# Lake Rainbow Trout fishing



## Guy Groulx (Sep 15, 2005)

Hi:
I'm 60 years old and just starting to fish this year. The last time that I fished was with my dad at the age of 17. So, it's been a long time and I've got to learn all over again. 
I live in Texas in the winter and I may or may not fish there. However, we have a summer home in the area of Frankfort Michigan and this is where I've started this very summer. 
One of the things that I have done, is to buy a Rapala "starting" kit that included a DVD on "How to catch more and bigger fish" That DVD is over 2 hours long and there is a lot to learn but I saw nothing on this DVD on fishing for trout or salmon for that matter. They go into bass, pike, musky, and then into saltwater fishing. 
Here I want to catch (among other fish) rainbow trout in Cristal Lake. I've been told where to catch it but can't seem to find out *how* to catch it. 
Can anyone give me some tips on the W5 of lake rainbow trout fishing? 
I'm in Michigan till Sept 30th.

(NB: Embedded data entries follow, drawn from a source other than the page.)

PR #3117, opened 2025-04-06
MPPT Solar Charge Controller LM 4048/6048

Katawengineering:


Katawengineering:
Hello
I just saw that this yaml did't pass two test
I made the needed corrections (and hope I got all)

Do we have possibilities to do these 4 workflow, before opening a pull request ?? these space and "N"ame mistake are very embarrassing, I would like to deliver works which are free of that kind of mistake

Katawengineering:
I still have some warning about comments... can we let these comments or I have to clean it too?

make-all:
The tests can be run from the root directory of the project using `pytest`. For just an added yaml file, `pytest tests/test_device_config.py' is a lot quicker and covers everything needed for the new file.

The lint is using [yamllint](https://www.yamllint.com), other checks are the general HA and HACS checks which may fail for forked repos, so are best left to the CI to run.

Katawengineering:
very thanks for the info's about testing 

OK I will made the correction for the two space-mistake 
my question is still for the 4 warnings about the "comments" can I let it (for me it is an help, I'm not a programmer and sometime I don't touch codes for months... so I try to put some comments to remember what I did some months ago LOL

make-all:
Warnings will not fail the build once you get rid of the errors.

Katawengineering:
Ok the two errors should be gone 

about testing with YAMLint and pytest... I guess I will need to create a new virtual machine with Ubuntu (all this is very new for me, I'm from the windows-world) I will do it for the next integration... I'm sure I will have much more hehee....

Katawengineering (commented):
YAML got 4 "7:1 [comments-indentation] comment not indented like content"
# energy
# configuration
# Diagnostics
# base64 Diagnostic

I like to use "title" when a code is so long, to see faster where I am

but if it's not welcome to the community, then I have no problem to remove it :-)

I just saw that the comment aren't consistent formatted (some are with capital) I will change this but intend to let the comments along nobody complain about it

PR #3119, opened 2025-04-06
Add Support for Genio Galaxy Starship Projector I004545

channafam:
Add Support for Genio Galaxy Starship Projector I004545

Preview:
image


channafam:
@make-all  - please note that I have had a look at contents of galaxy_projector_light.yaml however it seems to be different. Also looked at the product online and it seems to be different.

make-all:
Galaxy projector light is the same, it was just missing Music mode, and has a different list of scenes. Rather than proliferate more configs for these sorts of arbitrary differences, I have added text entities that will allow setting any scene or music mode rather than having to select from a predefined list.

PR #3125, opened 2025-04-07
Support for Generic Tuya ceiling fan and multiple Dehumidifiers

omersht:


make-all:
There seems to be some problem with your conflict resolution when rebasing, as one of these configs is already merged and was renamed, none of the commits in this PR touches the file so I am not sure why it is showing up in the PR reinstating it under the old name.

The other two devices seem to be made by Israeli manufacturers so adding them at this time while Israel's violation of international law is ongoing is not an option I will consider.

PR #3136, opened 2025-04-10
feat(device): add ElectriQ EcoSilent12HPW config

XargsUK:
This pull request includes updates to the `DEVICES.md` file and the addition of a new device configuration in the `custom_components/tuya_local` directory. The most important changes include adding a new device to the list and providing a configuration for it.

### Documentation Updates:

* Added `ElectriQ EcoSilent 12HPW` to the list of supported devices in the `DEVICES.md` file. https://www.electriq.co.uk/p/ecosilent12hpw/electriq-ecosilent12hpw

### Device Configuration:

* Added configuration for `ElectriQ EcoSilent12HPW` in `custom_components/tuya_local/devices/electriq_ecosilent12hpw_aircon.yaml`, including entities for climate control, temperature settings, fan modes, and additional features like sleep mode and timer. Note the difference with this model to the EcoSilent12WAP is the additional heat pump.

### DIFF
--- a/DEVICES.md
+++ b/DEVICES.md
@@ -95,6 +95,7 @@
 - ElectriQ Airflex 15W
 - ElectriQ EcoSilent 14HPW
 - ElectriQ EcoSilent 12WAP
+- ElectriQ EcoSilent 12HPW
 - Fersk Vind 2
 - Fisher Summer air conditioner
 - Friedrich Uni-Fit air conditioner (models: UCT14A30, UCT12A30, UCT08B10A)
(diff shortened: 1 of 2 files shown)


XargsUK:
> Device is the same as already supported 14HPW

@make-all  I can take a look at a way to help present options to the user, as it's not intuitive to users that when they have a EcoSilent12HPW, then they shouldn't be selecting EcoSilent12WAP but rather the EcoSilent14HPW without the user having prerequisite knowledge of how the vendor structures their model numbers. It feels as though having brand selection, then model, and having a map in the codebase with references to generic profiles would be smoother UX than researching model numbers for products you don't own to determine similarities to your own and bruteforcing to determine if it will work.

I understand the DRY principle with this approach, but leaving out models from the model selection simply because there's a profile with the same config in the codebase but under a different model number seems problematic.

PR #3147, opened 2025-04-13
Add support for Atorch S1TW thermostat/smart socket

vvv2542:


custom_components/tuya_local/devices/atorch_s1tw_thermostat.yaml
```diff
@@ -0,0 +1,396 @@
...
+                value: "off"
+      - id: 118
+        type: string
+        name: temperature_unit
+        mapping:
+          - dps_val: c
+            value: C
+          - dps_val: f
+            value: F
+      - id: 0
```
make-all, line 43: This is guaranteed to prevent matching to this config. Rather than defining a fake dp here, it would be better to make one of the c or f dps the default, and only conditionally switch on the other.

custom_components/tuya_local/devices/atorch_s1tw_thermostat.yaml
```diff
@@ -0,0 +1,396 @@
...
+    icon: mdi:cash-multiple
+    dps:
+      - id: 125
+        type: integer
+        name: sensor
+        class: total_increasing
+        mapping:
+          - scale: 1000
+  - entity: binary_sensor
+    name: Sensor detection flag
```
make-all, line 369: Is this useful as an entity? I cannot imagine what it is for from the name.

custom_components/tuya_local/devices/atorch_s1tw_thermostat.yaml
```diff
@@ -0,0 +1,396 @@
...
+    category: diagnostic
+    dps:
+      - id: 126
+        type: boolean
+        name: sensor
+        class: measurement
+  - entity: sensor
+    name: Add ele
```
make-all, line 377: This is not useful as a sensor, it is better to make it an attribute of some other entity.

custom_components/tuya_local/devices/atorch_s1tw_thermostat.yaml
```diff
@@ -0,0 +1,396 @@
...
+      - id: 118
+        type: string
+        name: unit
+        mapping:
+          - dps_val: c
+            value: C
+          - dps_val: f
+            value: F
+  - entity: sensor
+    class: current
```
make-all, line 231: These sensors are not really the primary function of the device, so should be categorized as diagnostic I think.

custom_components/tuya_local/devices/atorch_s1tw_thermostat.yaml
vvv2542: Done.

custom_components/tuya_local/devices/atorch_s1tw_thermostat.yaml
vvv2542: I cannot imagine too. The name was taken from Tuya Developer Platform. Maybe someone knows how to use this sensor.

custom_components/tuya_local/devices/atorch_s1tw_thermostat.yaml
vvv2542: Do you have any idea what this sensor is for? I just took the name from Tuya Developer Platform. I watched it for a long time, but I still didn’t understand what kind of meaning it showed.

custom_components/tuya_local/devices/atorch_s1tw_thermostat.yaml
vvv2542: Atorch **S1TW** is a multifunctional device: power/energy meter, smart socket, thermostat. It's based on **S1W/S1WP**. It uses the same board, case and display. Features an additional temperature sensor and modified firmware with thermostat functionality and without timers of **S1W/S1WP**. Since sensors such as 'current' are not placed in the diagnostics category in **atorch_s1wp.yaml**, I did not do this either.

As for me, most of the time I use this device as voltage/power/energy meter and thermometer.

custom_components/tuya_local/devices/atorch_s1tw_thermostat.yaml
make-all: It signals changes in energy usage. Since this device has a total_forward_energy sensor, it is redundant as that is more convenient to use, so it can be added as an attribute on the energy sensor.

custom_components/tuya_local/devices/atorch_s1tw_thermostat.yaml
make-all: Marking them as diagnostic does not prevent them being used, it just makes the default generated UI cleaner. The majority of smart switches mark current, voltage and power as diagnostic, just the example you chose is an outlier and I will probably fix that now you have pointed it out.

custom_components/tuya_local/devices/atorch_s1tw_thermostat.yaml
vvv2542: Done.

custom_components/tuya_local/devices/atorch_s1tw_thermostat.yaml
vvv2542: Done: current, power and voltage categorized as diagnostic.

custom_components/tuya_local/devices/atorch_s1tw_thermostat.yaml
make-all: My guess would be that it either indicates which type of probe is connected, or whether the probe is connected or missing. Maybe as an attribute of the climate entity is appropriate based on the assumption it is related to the temperature probe.

vvv2542: This is an inverse probe presence sensor:
true - disconnected
false - connected
Added as 'available' attribute of temperature sensor.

How can I get myself some trout? 
Do I use Rapala's, squids, spinners, worms, live minoes etc....? 
Any special retrieve technique? 
BTW: I'm just starting, so I don't have down riggers or fish finders..... just casting off my boat or off shore and I know that the rainbow hangs out at the mouth of a creek..... shallow water.

Thanks in advance.


----------



## slough (Oct 12, 2003)

A friend of mine has tremedous success fishing for Rainbow Trout in lakes. He uses a bait that comes in a jar, and it is made by Berkely - it has the appearance of dough. It is specifically for trout. It comes in several colors, but he has had most of his success with chartreuse (hot green). He uses 4 to 6 lb test and a trout or short-shanked hook. He creates a large tear drop - about the diameter of a penny or dime - around the hook; the hook is buried and invisible, and only the line comes out of the top of the large tear drop. The snell - or the length of line from the hook to the sinker (slip sinker)- is a good 6 to 8 feet. This is so - I think - the bait floats off the bottom. I have fished with him and have seen how successful it is. He used to try everything, but this has been his best approach - by far! Good luck. Cast into deep water. Go to a tackle shop if you have any questions on the hooks, slip sinker, etc.

Ron


----------



## bigbuck144 (Sep 9, 2007)

the bait your refering to is berkely powerbait. and its great for trout.


----------



## mallard (Mar 27, 2002)

Since you say you live in Frankfort, you are on lake Michigan. Lucky SOB! Have you cosidered hiring a charter for a day? You will learn more in a few hours with a charter captain than you will by reading magazines all winter. Just pay attention and ask lots of questions.


----------



## wyominghuntfish (Mar 13, 2008)

well worms are pretty good, but night crawlers are better, aroun here anyway. Also, Rapalas are pretty good, depending on what kind you use and How the water is. They, too work pretty well around here. I think the best trout spinner you can buy is the black panthermartin with yellow dots and a gold spinner. I am usaually using that or a yellow with red dots and a silver spinner, and I have had great trout fishing whereever I go with those.. :beer: :welcome:


----------